Check Which Models Are Loaded

curl http://localhost:1234/v1/models

This returns a JSON list of currently loaded models. The id field in each entry is what you pass as "model" in your API calls.


Step 5 — Use It Like the OpenAI API

The endpoint is a drop-in replacement. You only need to change two things in any existing OpenAI client code:

  1. base_urlhttp://localhost:1234/v1
  2. api_key → any string (LM Studio doesn't validate it; "lm-studio" is the conventional placeholder)

Python Example

from openai import OpenAI

client = OpenAI(
base_url="http://localhost:1234/v1",
api_key="lm-studio",
)

response = client.chat.completions.create(
model="lmstudio-community/Qwen2.5-7B-Instruct-GGUF",
messages=[
{"role": "system", "content": "You are a helpful assistant."},
{"role": "user", "content": "What is 17 multiplied by 4?"}
],
temperature=0.2,
)

print(response.choices[0].message.content)

Install the OpenAI SDK if you haven't:

pip install openai

Streaming Example

stream = client.chat.completions.create(
model="lmstudio-community/Qwen2.5-7B-Instruct-GGUF",
messages=[{"role": "user", "content": "Count from 1 to 5."}],
stream=True,
)

for chunk in stream:
delta = chunk.choices[0].delta
if delta.content:
print(delta.content, end="", flush=True)

What Endpoints Are Available

EndpointDescription
POST /v1/chat/completionsChat inference (OpenAI-compatible)
GET /v1/modelsList loaded models
POST /v1/completionsLegacy text completion
POST /v1/embeddingsEmbedding vectors
POST /v1/responsesOpenAI Responses API (stateful)
POST /api/v1/chatLM Studio native v1 API (richer stats)

The /api/v1/* endpoints are LM Studio's native API (released in v0.4.0) and include enhanced stats like tokens/second and time-to-first-token. The /v1/* endpoints are the OpenAI-compatible layer — use these for maximum compatibility with existing tools.


Connecting to Other Tools

Since the endpoint is OpenAI-compatible, you can drop it into:

  • LangChain — set openai_api_base="http://localhost:1234/v1"
  • Open WebUI — add LM Studio as an OpenAI-compatible provider with the localhost URL
  • Cursor / Continue.dev — point the model provider at localhost:1234
  • Any app with a "custom OpenAI base URL" field — it will work

Common Issues and Fixes

Model not appearing in /v1/models The server is running, but no model is loaded. Load a model first (Step 2), then restart the server if needed.

"Connection refused" on port 1234 The server isn't started. Go to the Developer tab and toggle it on, or run lms server start.

Slow inference GPU offload may not be active. In the model loader sidebar, slide GPU Offload to maximum. Requires an NVIDIA GPU with CUDA or Apple Silicon.

Model identifier mismatch Use curl http://localhost:1234/v1/models to get the exact model id string, then use that verbatim in your API calls.

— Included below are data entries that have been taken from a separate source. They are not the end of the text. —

PR #111, opened 2022-12-28
runc-shim: fix leaking files for exec process

Burning1020:
A pid file under bundle path will be created after the exec process created, so it should also be deleted before process deleted.


Burning1020:
@mxpv conflicts solved. This two test, `TestTaskUpdate` and `TestContainerMetrics`, have been failed for a long time. They all with regard to some operations in Cgroup. But I did't figure it out.

mxpv (approved):

PR #126, opened 2023-03-15
Implement `list` function

wedsonaf:
This is needed by remote snapshotters: once they report "already exists", containerd tries to find the snapshot via `list`. If it's not implemented, the "already exists" trick to prevent layer download doesn't work.

This is still missing a filtering function, but allows remote snapshotters to work.

### DIFF
--- a/crates/snapshots/Cargo.toml
+++ b/crates/snapshots/Cargo.toml
@@ -19,6 +19,9 @@ prost-types = "0.11"
 tokio = { workspace = true, features = ["sync"] }
 tokio-stream = "0.1.8"
 serde = { version = "1.0", features = ["derive"] }
+async-stream = "0.3.3"
+futures = "0.3.17"
+pin-utils = "0.1.0"
 
 # tonic v0.8.1 depends on axum-core v0.2.2, which has security vulnerability:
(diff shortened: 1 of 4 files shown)


crates/snapshots/Cargo.toml
```diff
@@ -19,6 +19,9 @@ prost-types = "0.11"
 tokio = { workspace = true, features = ["sync"] }
 tokio-stream = "0.1.8"
 serde = { version = "1.0", features = ["derive"] }
+async-stream = "0.3.3"
+futures = "0.3.17"
```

Debugging chat template issues

lms log stream

This streams raw prompts sent to the model — useful for verifying that your system prompt and message format are being applied correctly.


Quick Reference

# Download a model
lms get lmstudio-community/Qwen2.5-7B-Instruct-GGUF@Q4_K_M

# Load it
lms load lmstudio-community/Qwen2.5-7B-Instruct-GGUF

# Start the server
lms server start

# Verify
curl http://localhost:1234/v1/models

# Test inference
curl http://localhost:1234/v1/chat/completions \
-H "Content-Type: application/json" \
-d '{"model": "lmstudio-community/Qwen2.5-7B-Instruct-GGUF", "messages": [{"role": "user", "content": "ping"}]}'

That's the full loop: download → load → serve → call.